Problem statement:
Filter the material below down to the lines with the word "merging" and give those lines.

***** Extracted records

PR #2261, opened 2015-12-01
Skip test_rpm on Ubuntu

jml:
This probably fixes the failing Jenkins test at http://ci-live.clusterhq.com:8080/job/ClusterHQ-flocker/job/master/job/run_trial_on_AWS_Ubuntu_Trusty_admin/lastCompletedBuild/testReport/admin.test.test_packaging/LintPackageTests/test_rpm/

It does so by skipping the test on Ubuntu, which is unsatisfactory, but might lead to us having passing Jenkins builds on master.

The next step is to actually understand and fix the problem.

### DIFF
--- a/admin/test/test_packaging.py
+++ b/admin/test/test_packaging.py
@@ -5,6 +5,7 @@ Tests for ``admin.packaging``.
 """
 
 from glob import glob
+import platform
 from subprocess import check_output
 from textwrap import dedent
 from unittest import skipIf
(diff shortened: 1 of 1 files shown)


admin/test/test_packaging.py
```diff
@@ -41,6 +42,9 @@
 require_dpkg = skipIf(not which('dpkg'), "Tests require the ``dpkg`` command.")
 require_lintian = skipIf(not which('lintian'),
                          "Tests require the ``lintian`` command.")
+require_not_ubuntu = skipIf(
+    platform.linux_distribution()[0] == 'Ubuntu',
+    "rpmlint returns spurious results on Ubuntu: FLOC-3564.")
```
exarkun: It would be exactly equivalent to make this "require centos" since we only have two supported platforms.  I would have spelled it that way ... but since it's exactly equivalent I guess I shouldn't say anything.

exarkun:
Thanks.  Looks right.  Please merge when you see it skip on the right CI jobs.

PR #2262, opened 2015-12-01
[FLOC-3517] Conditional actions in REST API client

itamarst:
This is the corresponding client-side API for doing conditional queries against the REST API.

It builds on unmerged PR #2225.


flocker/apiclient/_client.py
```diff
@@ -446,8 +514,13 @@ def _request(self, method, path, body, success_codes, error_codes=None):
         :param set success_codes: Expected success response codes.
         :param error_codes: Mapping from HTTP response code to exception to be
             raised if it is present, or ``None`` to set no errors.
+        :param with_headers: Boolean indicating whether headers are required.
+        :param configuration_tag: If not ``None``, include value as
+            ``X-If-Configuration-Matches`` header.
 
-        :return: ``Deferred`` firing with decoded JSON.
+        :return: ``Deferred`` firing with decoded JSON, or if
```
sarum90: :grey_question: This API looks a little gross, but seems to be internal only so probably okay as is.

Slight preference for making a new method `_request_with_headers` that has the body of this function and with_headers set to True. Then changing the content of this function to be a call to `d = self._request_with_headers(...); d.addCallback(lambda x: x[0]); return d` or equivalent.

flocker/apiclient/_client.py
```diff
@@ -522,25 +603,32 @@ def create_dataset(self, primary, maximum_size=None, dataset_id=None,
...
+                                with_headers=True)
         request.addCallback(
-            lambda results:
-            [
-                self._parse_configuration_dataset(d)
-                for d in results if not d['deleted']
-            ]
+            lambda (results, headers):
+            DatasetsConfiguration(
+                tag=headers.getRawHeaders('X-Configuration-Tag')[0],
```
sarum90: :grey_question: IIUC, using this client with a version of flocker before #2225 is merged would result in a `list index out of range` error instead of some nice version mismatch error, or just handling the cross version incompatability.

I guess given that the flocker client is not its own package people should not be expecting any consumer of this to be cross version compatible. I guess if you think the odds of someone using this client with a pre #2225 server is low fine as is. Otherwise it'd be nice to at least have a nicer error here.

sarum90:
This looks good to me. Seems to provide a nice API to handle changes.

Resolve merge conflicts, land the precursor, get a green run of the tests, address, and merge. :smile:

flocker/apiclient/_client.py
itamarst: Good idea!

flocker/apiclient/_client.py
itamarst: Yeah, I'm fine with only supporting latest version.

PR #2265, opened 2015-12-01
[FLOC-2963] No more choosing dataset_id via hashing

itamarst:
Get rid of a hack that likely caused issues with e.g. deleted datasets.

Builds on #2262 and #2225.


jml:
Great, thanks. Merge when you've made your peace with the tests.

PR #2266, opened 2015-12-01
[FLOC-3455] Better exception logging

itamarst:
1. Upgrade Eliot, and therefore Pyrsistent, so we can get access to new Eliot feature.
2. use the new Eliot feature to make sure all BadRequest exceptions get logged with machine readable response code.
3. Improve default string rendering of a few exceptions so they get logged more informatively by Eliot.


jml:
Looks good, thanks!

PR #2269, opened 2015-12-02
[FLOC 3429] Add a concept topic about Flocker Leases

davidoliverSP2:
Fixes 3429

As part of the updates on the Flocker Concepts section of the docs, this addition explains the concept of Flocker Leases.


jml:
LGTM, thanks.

**********
***** Extracted records

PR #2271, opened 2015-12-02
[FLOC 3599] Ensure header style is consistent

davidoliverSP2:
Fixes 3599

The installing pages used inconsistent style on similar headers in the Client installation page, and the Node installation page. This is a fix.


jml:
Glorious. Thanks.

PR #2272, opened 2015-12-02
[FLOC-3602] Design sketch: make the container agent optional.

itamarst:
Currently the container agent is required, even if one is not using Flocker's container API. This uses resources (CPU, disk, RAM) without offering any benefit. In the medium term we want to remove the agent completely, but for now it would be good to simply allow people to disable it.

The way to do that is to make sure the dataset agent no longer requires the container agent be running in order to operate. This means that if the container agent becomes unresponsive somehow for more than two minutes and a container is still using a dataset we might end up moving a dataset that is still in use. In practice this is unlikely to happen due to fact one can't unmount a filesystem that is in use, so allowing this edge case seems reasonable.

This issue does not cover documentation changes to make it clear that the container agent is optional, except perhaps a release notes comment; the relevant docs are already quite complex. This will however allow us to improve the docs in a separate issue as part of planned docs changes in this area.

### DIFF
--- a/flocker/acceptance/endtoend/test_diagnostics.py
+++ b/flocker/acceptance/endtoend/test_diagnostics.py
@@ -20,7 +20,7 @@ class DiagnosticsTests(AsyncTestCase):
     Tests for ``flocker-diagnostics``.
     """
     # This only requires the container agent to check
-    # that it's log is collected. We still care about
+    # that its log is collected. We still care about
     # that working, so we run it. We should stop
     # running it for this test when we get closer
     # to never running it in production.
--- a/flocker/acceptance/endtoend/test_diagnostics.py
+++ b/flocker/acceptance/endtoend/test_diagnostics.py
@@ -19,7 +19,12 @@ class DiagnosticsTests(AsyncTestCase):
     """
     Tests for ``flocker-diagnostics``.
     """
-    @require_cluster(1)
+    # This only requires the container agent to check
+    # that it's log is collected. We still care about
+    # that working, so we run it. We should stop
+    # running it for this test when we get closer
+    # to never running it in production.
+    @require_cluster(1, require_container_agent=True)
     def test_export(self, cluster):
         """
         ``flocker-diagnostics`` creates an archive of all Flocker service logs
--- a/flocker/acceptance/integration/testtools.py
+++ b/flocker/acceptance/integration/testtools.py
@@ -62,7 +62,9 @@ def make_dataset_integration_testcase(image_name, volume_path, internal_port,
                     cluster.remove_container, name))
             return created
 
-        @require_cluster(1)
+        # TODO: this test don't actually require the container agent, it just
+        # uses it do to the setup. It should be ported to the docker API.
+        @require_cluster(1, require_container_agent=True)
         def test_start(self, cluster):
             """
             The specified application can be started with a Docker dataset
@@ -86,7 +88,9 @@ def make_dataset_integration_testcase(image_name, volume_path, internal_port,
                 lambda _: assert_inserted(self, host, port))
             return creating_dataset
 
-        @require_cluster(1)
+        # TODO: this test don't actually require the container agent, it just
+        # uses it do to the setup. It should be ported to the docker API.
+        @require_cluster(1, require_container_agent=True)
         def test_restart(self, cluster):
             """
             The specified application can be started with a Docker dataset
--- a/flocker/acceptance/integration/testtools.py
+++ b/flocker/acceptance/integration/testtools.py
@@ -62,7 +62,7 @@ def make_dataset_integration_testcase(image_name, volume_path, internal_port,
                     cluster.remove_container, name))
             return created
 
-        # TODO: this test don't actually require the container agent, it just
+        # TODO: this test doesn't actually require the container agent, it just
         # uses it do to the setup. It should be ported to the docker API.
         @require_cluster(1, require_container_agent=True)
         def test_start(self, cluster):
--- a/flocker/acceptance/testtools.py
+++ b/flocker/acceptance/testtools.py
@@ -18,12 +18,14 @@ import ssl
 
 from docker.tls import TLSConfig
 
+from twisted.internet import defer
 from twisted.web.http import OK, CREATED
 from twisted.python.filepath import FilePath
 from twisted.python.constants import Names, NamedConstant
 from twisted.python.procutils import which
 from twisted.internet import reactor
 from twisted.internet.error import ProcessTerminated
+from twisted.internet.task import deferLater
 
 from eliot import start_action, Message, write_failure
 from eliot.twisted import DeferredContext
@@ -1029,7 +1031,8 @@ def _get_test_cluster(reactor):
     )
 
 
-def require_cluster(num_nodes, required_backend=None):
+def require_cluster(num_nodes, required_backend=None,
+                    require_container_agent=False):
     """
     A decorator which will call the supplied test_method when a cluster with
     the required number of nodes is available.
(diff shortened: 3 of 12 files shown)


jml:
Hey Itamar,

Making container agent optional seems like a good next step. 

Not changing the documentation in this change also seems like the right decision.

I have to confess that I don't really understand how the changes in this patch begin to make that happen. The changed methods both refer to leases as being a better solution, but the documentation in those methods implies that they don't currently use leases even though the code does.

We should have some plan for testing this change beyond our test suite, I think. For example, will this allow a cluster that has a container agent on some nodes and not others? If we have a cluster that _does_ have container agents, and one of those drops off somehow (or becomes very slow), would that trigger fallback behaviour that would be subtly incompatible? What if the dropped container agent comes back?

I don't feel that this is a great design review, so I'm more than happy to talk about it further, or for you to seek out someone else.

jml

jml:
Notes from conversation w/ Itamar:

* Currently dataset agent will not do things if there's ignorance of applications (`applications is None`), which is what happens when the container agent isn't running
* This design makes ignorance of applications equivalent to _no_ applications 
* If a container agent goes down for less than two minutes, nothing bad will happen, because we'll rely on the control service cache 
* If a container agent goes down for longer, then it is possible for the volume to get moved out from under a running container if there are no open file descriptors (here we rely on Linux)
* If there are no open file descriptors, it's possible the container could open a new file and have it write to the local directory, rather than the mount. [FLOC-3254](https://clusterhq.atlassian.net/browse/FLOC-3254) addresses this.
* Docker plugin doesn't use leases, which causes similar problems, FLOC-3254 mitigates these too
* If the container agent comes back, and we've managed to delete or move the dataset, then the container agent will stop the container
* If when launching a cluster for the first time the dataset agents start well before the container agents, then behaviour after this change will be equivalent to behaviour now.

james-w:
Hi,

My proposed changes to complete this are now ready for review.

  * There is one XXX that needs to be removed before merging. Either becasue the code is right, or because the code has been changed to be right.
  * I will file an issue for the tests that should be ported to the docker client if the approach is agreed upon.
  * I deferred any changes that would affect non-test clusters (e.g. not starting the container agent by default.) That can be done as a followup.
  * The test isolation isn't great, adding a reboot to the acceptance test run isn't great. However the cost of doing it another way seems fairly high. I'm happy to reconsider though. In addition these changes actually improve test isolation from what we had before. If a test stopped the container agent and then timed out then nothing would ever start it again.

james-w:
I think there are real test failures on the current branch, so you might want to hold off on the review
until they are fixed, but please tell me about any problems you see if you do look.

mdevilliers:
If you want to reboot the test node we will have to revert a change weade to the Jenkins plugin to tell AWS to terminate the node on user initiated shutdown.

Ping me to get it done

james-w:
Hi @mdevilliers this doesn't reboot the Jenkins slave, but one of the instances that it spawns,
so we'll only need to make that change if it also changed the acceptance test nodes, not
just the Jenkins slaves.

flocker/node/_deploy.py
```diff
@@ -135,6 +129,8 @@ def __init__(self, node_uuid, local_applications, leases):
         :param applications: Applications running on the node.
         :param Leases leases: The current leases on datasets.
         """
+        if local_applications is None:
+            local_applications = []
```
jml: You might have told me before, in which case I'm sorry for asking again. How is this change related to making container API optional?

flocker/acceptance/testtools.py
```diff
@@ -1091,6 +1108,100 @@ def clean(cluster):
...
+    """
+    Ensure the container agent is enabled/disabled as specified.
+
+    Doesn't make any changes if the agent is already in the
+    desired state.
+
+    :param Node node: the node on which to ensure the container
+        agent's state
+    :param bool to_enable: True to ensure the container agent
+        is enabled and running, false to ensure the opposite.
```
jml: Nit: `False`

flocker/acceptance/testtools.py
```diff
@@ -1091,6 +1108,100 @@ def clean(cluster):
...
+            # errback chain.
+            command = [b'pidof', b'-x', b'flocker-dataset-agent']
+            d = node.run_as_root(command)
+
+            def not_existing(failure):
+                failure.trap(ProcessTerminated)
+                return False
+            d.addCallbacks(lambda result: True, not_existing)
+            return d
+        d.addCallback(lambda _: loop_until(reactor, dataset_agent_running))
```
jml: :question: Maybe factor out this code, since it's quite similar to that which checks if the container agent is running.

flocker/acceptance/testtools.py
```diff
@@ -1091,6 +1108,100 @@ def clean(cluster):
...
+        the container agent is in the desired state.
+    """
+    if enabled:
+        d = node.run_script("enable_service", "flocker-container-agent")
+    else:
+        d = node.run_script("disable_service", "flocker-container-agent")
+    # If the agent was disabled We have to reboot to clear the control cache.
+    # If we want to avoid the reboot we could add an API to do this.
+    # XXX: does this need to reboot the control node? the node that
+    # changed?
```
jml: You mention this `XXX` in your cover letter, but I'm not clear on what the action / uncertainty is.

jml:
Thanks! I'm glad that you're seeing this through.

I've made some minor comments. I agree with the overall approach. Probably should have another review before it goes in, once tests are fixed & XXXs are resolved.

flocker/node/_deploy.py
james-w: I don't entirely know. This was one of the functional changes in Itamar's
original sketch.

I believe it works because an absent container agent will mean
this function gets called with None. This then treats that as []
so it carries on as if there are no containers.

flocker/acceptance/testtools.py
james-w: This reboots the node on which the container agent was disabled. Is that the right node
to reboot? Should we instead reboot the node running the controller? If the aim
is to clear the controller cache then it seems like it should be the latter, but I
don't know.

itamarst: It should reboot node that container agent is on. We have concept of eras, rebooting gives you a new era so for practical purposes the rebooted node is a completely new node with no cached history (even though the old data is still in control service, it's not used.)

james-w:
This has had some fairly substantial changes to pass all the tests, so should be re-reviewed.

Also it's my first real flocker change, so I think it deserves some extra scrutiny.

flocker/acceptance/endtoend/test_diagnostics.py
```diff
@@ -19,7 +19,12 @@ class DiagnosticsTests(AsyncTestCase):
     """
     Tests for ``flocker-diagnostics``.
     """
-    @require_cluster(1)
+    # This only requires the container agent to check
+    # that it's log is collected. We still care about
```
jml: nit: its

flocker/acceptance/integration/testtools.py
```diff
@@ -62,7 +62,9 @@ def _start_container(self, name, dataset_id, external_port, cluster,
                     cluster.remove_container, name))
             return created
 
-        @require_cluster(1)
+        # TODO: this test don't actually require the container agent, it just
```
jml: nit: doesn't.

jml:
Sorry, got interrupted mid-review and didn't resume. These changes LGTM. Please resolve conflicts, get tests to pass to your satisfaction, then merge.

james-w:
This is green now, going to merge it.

**********
***** Extracted records

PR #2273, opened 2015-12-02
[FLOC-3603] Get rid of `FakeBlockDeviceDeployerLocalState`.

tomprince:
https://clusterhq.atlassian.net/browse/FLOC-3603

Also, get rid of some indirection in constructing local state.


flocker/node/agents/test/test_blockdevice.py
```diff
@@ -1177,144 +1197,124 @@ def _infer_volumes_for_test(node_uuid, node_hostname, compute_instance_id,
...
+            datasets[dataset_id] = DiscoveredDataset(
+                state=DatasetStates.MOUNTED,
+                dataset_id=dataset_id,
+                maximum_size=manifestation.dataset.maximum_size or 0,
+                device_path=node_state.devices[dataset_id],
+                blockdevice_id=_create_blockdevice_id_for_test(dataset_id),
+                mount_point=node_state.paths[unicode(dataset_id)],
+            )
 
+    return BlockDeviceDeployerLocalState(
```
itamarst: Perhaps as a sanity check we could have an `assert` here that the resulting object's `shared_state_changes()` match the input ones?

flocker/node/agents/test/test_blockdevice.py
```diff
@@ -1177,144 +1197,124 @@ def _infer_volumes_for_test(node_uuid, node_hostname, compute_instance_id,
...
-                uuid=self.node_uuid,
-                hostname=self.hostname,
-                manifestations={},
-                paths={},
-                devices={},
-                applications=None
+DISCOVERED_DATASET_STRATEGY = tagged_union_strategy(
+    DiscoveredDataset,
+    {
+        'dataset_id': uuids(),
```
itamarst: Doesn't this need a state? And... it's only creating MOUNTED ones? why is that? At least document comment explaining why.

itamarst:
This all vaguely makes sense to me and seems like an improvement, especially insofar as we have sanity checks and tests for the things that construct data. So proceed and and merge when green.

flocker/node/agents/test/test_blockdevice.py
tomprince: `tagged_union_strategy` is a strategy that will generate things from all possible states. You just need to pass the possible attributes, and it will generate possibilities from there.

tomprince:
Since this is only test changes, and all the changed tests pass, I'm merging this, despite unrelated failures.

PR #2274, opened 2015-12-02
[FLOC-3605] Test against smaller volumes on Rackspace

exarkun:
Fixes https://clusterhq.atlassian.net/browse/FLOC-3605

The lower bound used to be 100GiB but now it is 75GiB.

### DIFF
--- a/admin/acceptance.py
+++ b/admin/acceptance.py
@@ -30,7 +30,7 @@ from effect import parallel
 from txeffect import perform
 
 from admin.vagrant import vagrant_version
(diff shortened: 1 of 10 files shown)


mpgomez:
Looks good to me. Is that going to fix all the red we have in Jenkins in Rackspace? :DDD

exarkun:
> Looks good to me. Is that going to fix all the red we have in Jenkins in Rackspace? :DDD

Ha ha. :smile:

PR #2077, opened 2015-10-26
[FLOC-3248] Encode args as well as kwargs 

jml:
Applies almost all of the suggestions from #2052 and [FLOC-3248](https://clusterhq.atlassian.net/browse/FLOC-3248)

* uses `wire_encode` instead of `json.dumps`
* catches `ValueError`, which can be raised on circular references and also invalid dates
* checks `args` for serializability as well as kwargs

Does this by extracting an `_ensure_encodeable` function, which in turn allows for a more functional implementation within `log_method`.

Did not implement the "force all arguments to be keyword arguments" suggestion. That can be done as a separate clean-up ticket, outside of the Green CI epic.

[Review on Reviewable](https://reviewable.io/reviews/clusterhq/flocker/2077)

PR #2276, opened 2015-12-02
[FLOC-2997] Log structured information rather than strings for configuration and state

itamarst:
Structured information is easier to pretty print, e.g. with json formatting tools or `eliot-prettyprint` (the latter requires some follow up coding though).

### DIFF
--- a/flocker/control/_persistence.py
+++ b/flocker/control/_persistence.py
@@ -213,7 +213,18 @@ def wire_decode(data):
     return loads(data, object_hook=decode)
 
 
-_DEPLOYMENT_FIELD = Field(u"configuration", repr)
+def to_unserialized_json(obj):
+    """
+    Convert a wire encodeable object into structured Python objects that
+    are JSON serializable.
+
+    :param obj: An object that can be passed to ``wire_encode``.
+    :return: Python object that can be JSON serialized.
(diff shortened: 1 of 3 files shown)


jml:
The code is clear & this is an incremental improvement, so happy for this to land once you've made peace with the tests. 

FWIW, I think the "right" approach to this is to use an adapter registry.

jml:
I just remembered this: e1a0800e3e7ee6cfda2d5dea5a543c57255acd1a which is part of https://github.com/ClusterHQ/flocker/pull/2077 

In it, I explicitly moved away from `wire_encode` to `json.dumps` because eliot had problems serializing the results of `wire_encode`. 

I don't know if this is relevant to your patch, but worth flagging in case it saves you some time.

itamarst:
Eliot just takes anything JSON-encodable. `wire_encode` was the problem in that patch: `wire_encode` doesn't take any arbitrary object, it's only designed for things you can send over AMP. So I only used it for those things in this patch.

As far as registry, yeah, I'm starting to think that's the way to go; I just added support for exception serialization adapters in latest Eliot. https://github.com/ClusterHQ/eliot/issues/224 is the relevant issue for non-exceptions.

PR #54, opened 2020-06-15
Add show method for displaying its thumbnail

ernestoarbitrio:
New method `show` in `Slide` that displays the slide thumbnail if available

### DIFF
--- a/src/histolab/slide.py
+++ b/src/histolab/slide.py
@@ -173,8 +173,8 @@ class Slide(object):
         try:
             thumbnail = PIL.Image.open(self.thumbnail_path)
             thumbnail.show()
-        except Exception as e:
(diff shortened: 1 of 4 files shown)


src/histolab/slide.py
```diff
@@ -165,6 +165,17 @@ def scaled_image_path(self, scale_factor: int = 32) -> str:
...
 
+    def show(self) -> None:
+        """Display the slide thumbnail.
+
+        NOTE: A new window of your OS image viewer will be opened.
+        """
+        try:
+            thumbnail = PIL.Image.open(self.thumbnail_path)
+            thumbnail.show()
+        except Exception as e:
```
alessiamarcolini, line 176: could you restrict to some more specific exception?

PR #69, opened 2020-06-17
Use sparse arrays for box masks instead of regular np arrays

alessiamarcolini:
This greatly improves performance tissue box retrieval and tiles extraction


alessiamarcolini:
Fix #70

**********

Answer section:
  * There is one XXX that needs to be removed before merging. Either becasue the code is right, or because the code has been changed to be right.
Since this is only test changes, and all the changed tests pass, I'm merging this, despite unrelated failures.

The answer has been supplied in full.